Themes > Science > Earth Sciences > Geology > Soils > Soil Morphology > Soil Morphology > Special Features

Special features occur is soils which should be recorded additionally. Ped exteriors include clay coats, organic matter coats, silt coats, sand coats, carbonate coats, manganese coats, slickensides, stress surfaces, and clay bridges between sand grains. Ped interiors include concentrations of oxides, nodules, soft accumulations, pseudo-rock fragements, plinthite, and streaks. In particular, concretions are resulting from alternate periods of reducing and oxidizing regimes. Another special feature might be the evidence of animal activity by burrowing animals or high eaethworm acitivty. 

Concentrations

Def: Soil features that form by accumulation of material during pedogenesis.
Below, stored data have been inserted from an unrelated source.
Issue #185, opened 2023-07-04
Fix breakages caused by migration to latest `react-router-dom@6.14.1`


JamieSlome:
**Describe the bug**

The web application is no longer able to generate due to major changes in the `react-router-dom` library. Examples include the deprecation of the [`Redirect`](https://stackoverflow.com/questions/63690695/react-redirect-is-not-exported-from-react-router-dom).

**To Reproduce**

1. Run `npm run start`
2. Visit `localhost:3000` to see all issues caused by misuse of the latest version of `react-router-dom`

PR #199, opened 2023-07-11
fix: rename files and use vite config in start script

vaibssingh:
Hey @JamieSlome , this should fix the start script and hopefully the build script too but I can't confirm either till we fix the issue with ```react-router-dom```.

On starting the server and navigating to ```localhost:3000``` I can see the API calls are being made and it tries to load the page till it encounters invalid imports from react-router-dom. So at least that's an improvement from yesterday's behaviour where it just gave 404 on opening.

Let me know how you want me to proceed with this. I am happy to help you with the updates regarding react-router-dom.

Thanks for your help.


JamieSlome:
@vaibssingh - awesome work 👍 

I have started fixing up the `react-router-dom` problem in #185. I have pushed my changes to `185-fix-breakages-caused-by-migration-to-latest-react-router-dom6141` which I believe addresses all of the remaining issues. I will merge into `main` and you can merge in the latest changes into your branch then we can go from there.

JamieSlome:
For your reference: https://github.com/finos/git-proxy/pull/200

JamieSlome:
@vaibssingh, a few conflicts for you there, sorry! The source of truth for what to keep comes from #200 😄

vaibssingh:
Alright @JamieSlome! I will merge this and test this. Hopefully this should resolve the issues 🤞🏽

vaibssingh:
Hey @JamieSlome , updated the PR with the latest code. Checked and it seems to be working. ```npm run build``` & ```npm start``` both are working.

On UI, login screen opens up asking for credentials which I do not have so not able to test further than that.

src/ui/variables/charts.js
```diff
@@ -185,8 +185,7 @@ const completedTasksChart = {
   },
 };
 
-module.exports = {
-  dailySalesChart,
-  emailsSubscriptionChart,
-  completedTasksChart,
-};
+// module.exports = {
```
JamieSlome, line 188: If these are covered by the above `export const` can we remove the comments? No need to keep the code if it isn't being used.

JamieSlome (changes requested):
Please address the one comment, and then we are ready for lift-off! 🚀

vaibssingh:
@JamieSlome Done! 👍🏽

JamieSlome (approved):
LGTM! 🍰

Processes involved: Chemical dissolution/precipitation, oxidation and reduction, physical and/or biological removal, transport, and accumulation

Types:

Finely disseminated materials:

Small precipitates (e.g. salts, carbonates) dispersed throughout the matrix of a horizon

Concentrations

Masses:

Noncemented bodies of accumulation of various shapes that cannot be removed as discrete units (e.g. crystalline salts)

Nodules:

Cemented bodies of various shapes that can be removed as discrete units from soil

Concretions:

Cemented bodies similar to nodules, except for the presence of visible, concentric layers of material around a point, line, or plane

Crystals:

Macro-crystalls forms of relatively soluble salts (e.g. gypsum, carbonates) that form in situ by precipitation from soil solution

Biological concentrations:

Discrete bodies accumulated by a biological process (e.g., fecal pellets, insect casts)

 

Ped & Void Surface Features

These features are coats/films or stress features formed by translocation and deposition, or shrink-swell processes on or along surfaces. They are described in terms of kind, amount, continuity, distinctness, location, and color.

 Examples:

Ferriargillans (Fe 3+ stained clay films)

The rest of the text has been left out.